One of my yorkies won't have anything much to do with me. She just wants her dad. I think it's because I have to do all the bad things to her -vet, groomer, and worse of all have to be the one to bathe her. It's just not fair.


----------



## pinkpixie1588 (Oct 12, 2009)

Are you the one who does all the feeding, too? I do all of the not fun stuff like combing/bathing, etc., but I also do all the feeding, walks, and lots of playing, so she is more attached to me than everyone else. I think she knows I'm her 'sole provider' and even though my boyfriend plays with her, I think she sees him more as a 'littermate' than anything else.
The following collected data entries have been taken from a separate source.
Issue #4325, opened 2015-01-15
IPv6 support


davidgro:
The place I work has a lot of computers. That's an understatement. The internal network is probably larger than many countries' networks. Anyway despite my work (Synergy server) PC being on what appears to be a class B IPv4 block in the internal network (one of many blocks and types of blocks) any time it goes to sleep or hibernates there is a good chance it will have its IPv4  address stolen by something else that needs one and get itself assigned a new one. My synergy client PC then needs to wait a long while for the DNS to update to pick up my server's new IP. 

In the mean time, everything has an IPv6 and it would be really nice to just give that to the client (or even just have it find it from DNS) since I am pretty sure that one never needs to change.  When I tried it apparently treated it as a hostname and failed to connect.

nbolton:
Duplicates #4154

nbolton:
See PR #4499

tjpatter:
Any updates on IPv6 support?

wltjr:
Synergy is the only program I still have to use IPv4 for....
```
ssh -f -N -L 127.0.0.1:24800:host:24800 host
```
vs
```
ssh -f -N -L [::1]:24800:host:24800 host
```

Really need to add IPv6 support sooner than later. Some of us are looking to stop using IPv4 and synergy is causing it to remain. Thanks!

brianjmurrell:
> Duplicates #4154

That is actually a PR, not an issue.  If that PR actually work{s,ed} and got landed, it would "Fixes #4325", not really duplicate it.

But I guess the latest PR for this is now #4499, but sadly it has not landed either.  It's now listing a ton of conflicts.  I wonder how many of those were present 3 years ago when the PR was pushed.

@nbolton Given that there are patches for this and they just need porting, and given that IPv6 is *now* and not *tomorrow* for [some people](https://en.wikipedia.org/wiki/IPv4_address_exhaustion#Exhaustion_dates_and_impact) is there not even a junior developer who could bang this out in a day or two?

wltjr:
I am not sure about those conflicts. I am using the patches in that PR #4499 , they apply and work fine with synergy-1.8.8. I will comment on the PR.

brianjmurrell:
@wltjr Or push a new PR and let's get this landed already.  :smile:

wltjr:
[...]

PR #4154, opened 2014-11-01
IPv6 support for Windows and Linux

WilliamKyle:
Add ipv6 support, tested in Windows 7 and debian 7. I don't have a MAC OS, it is not tested.

PS: 
synergys run as ipv4 mode as default, use -a [::] to turn ipv6 mode.
I don't know how to modify synergy(GUI), so it is now only working start from terminal with args.

PR #4499, opened 2015-04-02
IPv6 support for Windows and Linux

WilliamKyle:
Sorry for my bad operation here:
https://github.com/synergy/synergy/pull/4154

Tested in Windows 7 and debian 7. I don't have a MAC OS, so it is not tested.

PS: 
synergys run as ipv4 mode as default, use -a [::] to turn ipv6 mode.
I don't know how to modify synergy(GUI), so it is now only working start from terminal with args.

PR #6178, opened 2017-10-20
IPv6 support for Windows and Linux

wltjr:
NOT MY WORK! Updated patches from the following:

From adabfe11d45e9e8fd5bfc445dc02ea80497c308f Mon Sep 17 00:00:00 2001
From: WilliamKyle <williamkyle@126.com>
Date: Thu, 2 Apr 2015 23:45:56 +0800
Subject: [PATCH 1/2] IPv6 support for Windows and Linux

From a4c7ec47ad2447e8bcbb2fa99aac370c0b50d429 Mon Sep 17 00:00:00 2001
From: Fabian Krueger <krueger.fabian@gmail.com>
Date: Sat, 29 Oct 2016 20:21:54 +0200
Subject: [PATCH 2/2] Fix build issue with IpcServer after applying ipv6 patch

PR #4499
https://github.com/symless/synergy-core/pull/4499

Fixes Issue #4325
https://github.com/symless/synergy-core/issues/4325

### DIFF
--- a/src/lib/arch/win32/ArchNetworkWinsock.cpp
+++ b/src/lib/arch/win32/ArchNetworkWinsock.cpp
@@ -26,7 +26,8 @@
 
 static const int s_family[] = {
     PF_UNSPEC,
-    PF_INET
+    PF_INET,
+    PF_INET6,
 };
 static const int s_type[] = {
     SOCK_DGRAM,
@@ -156,7 +157,7 @@ ArchNetworkWinsock::initModule(HMODULE module)
     setfunc(startup, WSAStartup, int(PASCAL FAR*)(WORD, LPWSADATA));
 
     // startup network library
-    WORD version = MAKEWORD(2 /*major*/, 0 /*minor*/);
+    WORD version = MAKEWORD(2 /*major*/, 2 /*minor*/);
     WSADATA data;
     int err = startup(version, &data);
     if (data.wVersion != version) {
@@ -212,6 +213,11 @@ ArchNetworkWinsock::newSocket(EAddressFamily family, ESocketType type)
     }
     try {
         setBlockingOnSocket(fd, false);
+        BOOL flag = 0;
+        int size     = sizeof(flag);
+        if (setsockopt_winsock(fd, IPPROTO_IPV6, IPV6_V6ONLY, &flag, size) == SOCKET_ERROR) {
+            throwError(getsockerror_winsock());
+        }
     }
     catch (...) {
         close_winsock(fd);
@@ -294,7 +300,7 @@ ArchNetworkWinsock::bindSocket(ArchSocket s, ArchNetAddress addr)
     assert(s    != NULL);
     assert(addr != NULL);
 
-    if (bind_winsock(s->m_socket, &addr->m_addr, addr->m_len) == SOCKET_ERROR) {
+    if (bind_winsock(s->m_socket, TYPED_ADDR(struct sockaddr, addr), addr->m_len) == SOCKET_ERROR) {
         throwError(getsockerror_winsock());
     }
 }
@@ -317,10 +323,10 @@ ArchNetworkWinsock::acceptSocket(ArchSocket s, ArchNetAddress* const addr)
 
     // create new socket and temporary address
     ArchSocketImpl* socket = new ArchSocketImpl;
-    ArchNetAddress tmp = ArchNetAddressImpl::alloc(sizeof(struct sockaddr));
+    ArchNetAddress tmp = ArchNetAddressImpl::alloc(sizeof(struct sockaddr_in6));
 
     // accept on socket
-    SOCKET fd = accept_winsock(s->m_socket, &tmp->m_addr, &tmp->m_len);
+    SOCKET fd = accept_winsock(s->m_socket, TYPED_ADDR(struct sockaddr, tmp), &tmp->m_len);
     if (fd == INVALID_SOCKET) {
         int err = getsockerror_winsock();
         delete socket;
@@ -368,7 +374,7 @@ ArchNetworkWinsock::connectSocket(ArchSocket s, ArchNetAddress addr)
     assert(s    != NULL);
     assert(addr != NULL);
 
-    if (connect_winsock(s->m_socket, &addr->m_addr,
+    if (connect_winsock(s->m_socket, TYPED_ADDR(struct sockaddr, addr),
                             addr->m_len) == SOCKET_ERROR) {
         if (getsockerror_winsock() == WSAEISCONN) {
             return true;
@@ -685,6 +691,15 @@ ArchNetworkWinsock::newAnyAddr(EAddressFamily family)
         break;
     }
 
+    case kINET6: {
+        addr = ArchNetAddressImpl::alloc(sizeof(struct sockaddr_in6));
+        struct sockaddr_in6* ipAddr = TYPED_ADDR(struct sockaddr_in6, addr);
+        ipAddr->sin6_family         = AF_INET6;
+        ipAddr->sin6_port           = 0;
+        memcpy(&ipAddr->sin6_addr, &in6addr_any, sizeof(in6addr_any));
+        break;
+    }
+
     default:
         assert(0 && "invalid family");
     }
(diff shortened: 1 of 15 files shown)


src/lib/net/TCPSocketFactory.h
```diff
@@ -31,9 +32,9 @@ class TCPSocketFactory : public ISocketFactory {
 
     // ISocketFactory overrides
     virtual IDataSocket*
-                        create(bool secure) const;
+                        create(bool secure), IArchNetwork::EAddressFamily family = IArchNetwork::kINET) const;
```
yupi2: need to remove a `)` after `secure` here

src/lib/net/TCPSocketFactory.h
```diff
@@ -31,9 +32,9 @@ class TCPSocketFactory : public ISocketFactory {
...
     virtual IListenSocket*
-                        createListen(bool secure) const;
+                        createListen(bool secure), IArchNetwork::EAddressFamily family = IArchNetwork::kINET) const;
```
yupi2: need to remove a `)` after `secure` here

wltjr:
@yupi2 thanks! Total fail there... Corrected and force pushed. Please let me know if I missed anything else. I clearly did not try the patches myself :P

src/lib/arch/win32/ArchNetworkWinsock.cpp
```diff
@@ -212,6 +213,11 @@ ArchNetworkWinsock::newSocket(EAddressFamily family, ESocketType type)
     }
     try {
         setBlockingOnSocket(fd, false);
+        OOL flag = 0;
```
yupi2: `OOL` to `BOOL`

wltjr: Thanks again, corrected and re-force pushed :)

wltjr:
@XinyuHou  @nbolton What is going on guys? This is the 2nd PR now for IPv6 being ignored. I updated the files, it was ready to merge. Now there has been another release and the patches must be updated again...

Is IPv6 support something synergy cares to support like ever? Seriously there is no reason to keep avoiding these PRs for years. Almost 3 years now from the date of the initial patches in April 2015. I have been using this with IPv6 for over a year now patched. I really see no reason to keep omitting this, short of it not being wanted. Which seems to be the case.

Otherwise can we get a reason why it is not being merged? I can update the files again. Which will make the 3rd PR or set of patches for IPv6 support in synergy. IPv6 cannot be avoided for ever. Many have been using it for years.

Thanks!

mrsixw:
@wltjr Thanks for the PR. We are not deliberately ignoring this by any stretch, but we are a small team and our priorities do vary over time. Part of my remit over the coming month will be to try and establish a more regular cadence for reviewing synergy-core PRs.

wltjr:
@yupi2 if you could review as you did before. Pretty sure I did not miss anything but could use another set of eyes. You caught a few before. Thanks!

@mrsixw I rebased and fixed the modifications so its once again ready to merge. Please review and merge ASAP. Thank you!

yupi2:
@wltjr It seems like a lot of recheck / compare so I'm not going to this time.

wltjr:
@yupi2 no worries just seemed like you were the only one to review last time. It should be good to go, as I rebased, and only a few files had conflicts. That was mostly where they dropped secure/tls stuff. Much more minor than before. I remade [another that applies against 2.0.0](https://github.com/Obsidian-StudiosInc/synergy-core/commit/e57e0b40953153b6100321f90085c31ff5c22a8c.patch), less windows stuff, so I can patch that version. Which I am running 2.0.0 with that patch right now, no problems. The patches here are against HEAD and do not apply to 2.0.0. The original set works with 1.8.8, but not to many commits beyond that tag.

That's 3 sets of IPv6 patches.... But the one here should hopefully get merged ASAP. I hope I do not have to do this for a 3rd/4th time...

nlyan:
@mrsixw IPv6 support in core is not really relevant for us now, since all networking in v2.0 is outside of core. We're only using TCP between core and v2 for legacy reasons.

wltjr:
@nlyan people want to use Synergy over IPv6. Where the code goes, be it in core or other is moot. Synergy needs to have support for IPv6, some years ago. Do you all think IPv6 is not a thing? Not in use? IPv4 is here forever?

IPv6 should be relevant somewhere. I care less if its in core or other. Just needs to exist. I am sure others feel the same. PR and bugs have only been open since like 2015...
https://github.com/symless/synergy-core/issues/4325
https://github.com/symless/synergy-core/pull/4499

Really not sure what the hang ups or issue really is. Seems like a stream of excuses or something. Merge the code, move it else where later if your changing the Networking aspect. Though given what synergy is, I am not clear how you are moving networking out of core. Given networking is a core feature of synergy. How else are two computers supposed to exchange information on keyboard and mouse if not via network?

Not to be rude, but it really sounds like you haven't a clue what your talking about. If the network code was moved, the patch would not apply. I still see networking files here in core
https://github.com/symless/synergy-core/tree/master/src/lib/net

Same for 2.0 branch
https://github.com/symless/synergy-core/tree/v2.0.0-stable/src/lib/net

Anyway its moot. I have the patches I need and can continue to modify things for my needs. Clearly synergy developers care less about IPv6. Just be honest. You all either do not want to add IPv6. Lack the knowledge or ability, or something. Thus far just seems like excuses with no merit or factual basis.

If I wasn't updating the patches/PRs and making noise. This would be a non issues going no where even less than it is now. So lets be clear. Synergy does not care about IPv6 support. Thus ignoring the initial PR for years, my 2nd and now 3rd pr, and now just excuse after excuse. For code that can merge per CI, etc.

nlyan:
We're not simply ignoring the issue, but there has been very low demand to support IPv6 from customers, and we just haven't reviewed this code for that reason.

Synergy v2 doesn't use the networking code in synergy-core to connect over the LAN, so supporting IPv6 in core has no upside for us. Merging this to *core* at this point would just risk further instability.

Adding IPv6 support to the proprietary components of v2 will be fairly trivial, we just have to take the time to make a few tweaks and turn it on. Again, we've just had much higher priorities since v2.0.0

I might suggest you try and get this merged in to one of the popular open source v1 forks such as https://github.com/debauchee/barrier/ or https://github.com/yupi2/synergy as I have no desire to see your hard work go to waste.

wltjr:
@nlyan thanks for the explanation! Not so much my work, it was another's I updated twice. Not seeing much demand is the best explanation. I would assume that maybe because there are less people using multiple systems these days in our new mobile world... Who sits and uses a keyboard and mouse? Old fogies...

If you have proprietary components, you all may want to code the IPv6 support yourself to retain copyright. Unless you have some contributor sign off as to such. Its moot to me, but since the original work is not mine. I cannot really sign off any anything along those lines. Maybe a none issue, but came to mind when you said proprietary. FOSS contributions can get tricky there in such situations.

Thanks for the suggestion on forks! I was not aware of them. I am not so concerned about the work being unappreciated as just moving the ball forward. I like to get stuff done ASAP, so if I can help to expedite etc. That was my interest, greasing the wheels. I do not have much personally invested. Though do not want to endless redo PRs either.

Thanks again for further clarification!

nlyan:
Just to clarify, our proprietary codebase is totally separate and doesn't contain any "Synergy core" code.

wltjr:
@nlyan will this project continue to have a FOSS version or just move to proprietary? Based on information thus far, seems like aspects of synergy-core will not be furthered and maybe removed, like the network code. Sorry just trying to clarify, I think I am confused now. It sounded like synergy-core was used with the proprietary one. Just different code bases, one building/running on the other. Thus no point in adding IPv6 to that, if it can be added else where.

Is that correct? Is the proprietary one still using synergy-core? Not sharing code, using synergy-core as a layer per se.

I did not realized there was a proprietary version. I never looked into synergy. I just used the package as provided by distro.

nlyan:
The proprietary (as of v2.0) product known as Synergy, produced by us at Symless, uses "Synergy Core" (everything in this repository) to support its core feature set. A synergy-core(.exe) binary is shipped with v2.0, and this constitutes an unaltered build from master here.

I can't speak for the business wrt to whether future features will be open sourced or not, but so far only features that have been rewritten/replaced in our new codebase have been removed from master here to signal that we don't intend on supporting them any longer. Any additions to core will be added to the this repo as required to comply with the GPL.

wltjr:
@nylan ok that is what I was thinking. Based on Symless needs, if Symless needs IPv6.It would go into the Symless proprietary Synergy products. Thus not adding this code to the underlying synergy-core. That makes sense in that regard. If you all are implementing other features on top of the core.

I understand not being able to say about future features going into synergy-core vs Symless Synergy products. Also makes sense as why some code would be removed from core, and other code like IPv6 support not added to core. I was more asking the other way, which has been answered indirectly. If IPv6 was added, where would it go? IPv6 support would not be added to core but go into Symless Synergy products. I assume further networking code maybe removed from core if not used in Symless Synergy products.

I guess there is not really any road forward for this PR then if that is the case. May need to comment on the bug as to that effect. Which would make this type of PR better suited to a fork as you mentioned.

nlyan:
IPv6 support would definitely go in to our proprietary code because that's where the new network layer lives.

wltjr:
Yeah so I guess we can close this PR then, as it will be invalid. Unless you all implement it in way that leaves the existing networking stuff. But then you would have code in core you are not using, and not sure about maintaining, etc. Likely should comment on general IPv6 bug that it will be going into Synergy products, not the open source core, as the Network layer was moved. Which I assume the rest of the networking in core that remains will be removed someday.

nlyan:
Some kind of networking in core will always be required, whether that be TCP sockets or an IPC, but at the moment that is fine on IPv4 because it only connects on loopback. 

Leaving PR for a bit longer to give forks a chance

wltjr:
Ok no worries, at least I understand the situation. I am fine with the PR remaining open for forks, or if till decided otherwise for synergy-core. Thank you very much for your time in clarification!

nbolton:
We could merge this in, though it has no advantage to Symless or it's customers (for the reasons that @nlyan highlighted), it may actually have some sort of benefit to the open source community at large (i.e. people that use only synergy-core via the command line that they build themselves).

@mrsixw How much impact (on time and risk) would it be on our dev resources to review this PR and potentially merge it in to benefit non-customers?

mrsixw:
@nbolton We'll take some time in our next planning cycle to review this and see where we are. Once reviewed, we'll see about merging.

nbolton:
Fixes #4154

srl295:
This PR breaks mDNS (`.local`) at least on mac: server listens on IPv4, but client attempts to connect on IPv6 : #6964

Maybe try to balance it out a little more..?


----------



## mss (Mar 1, 2006)

I find treats help lots! :biggrin: 

My 5 year old untrained rescue has learned to sit in only 2-1/2 months, with the help of bits of cookies! :thumbsup: He used to come to me when called very willingly, but the weather has been very good the last few days, so we have to go back to work on that.

My other dogs, that I have had longer, will sometimes go out the open door, then immediately turn around and come back in so that they "earn" a treat! 

They get treats after having their eye areas cleaned, treats after a major brushing on an elevated surface. Baths are mostly done by a groomer these days.


----------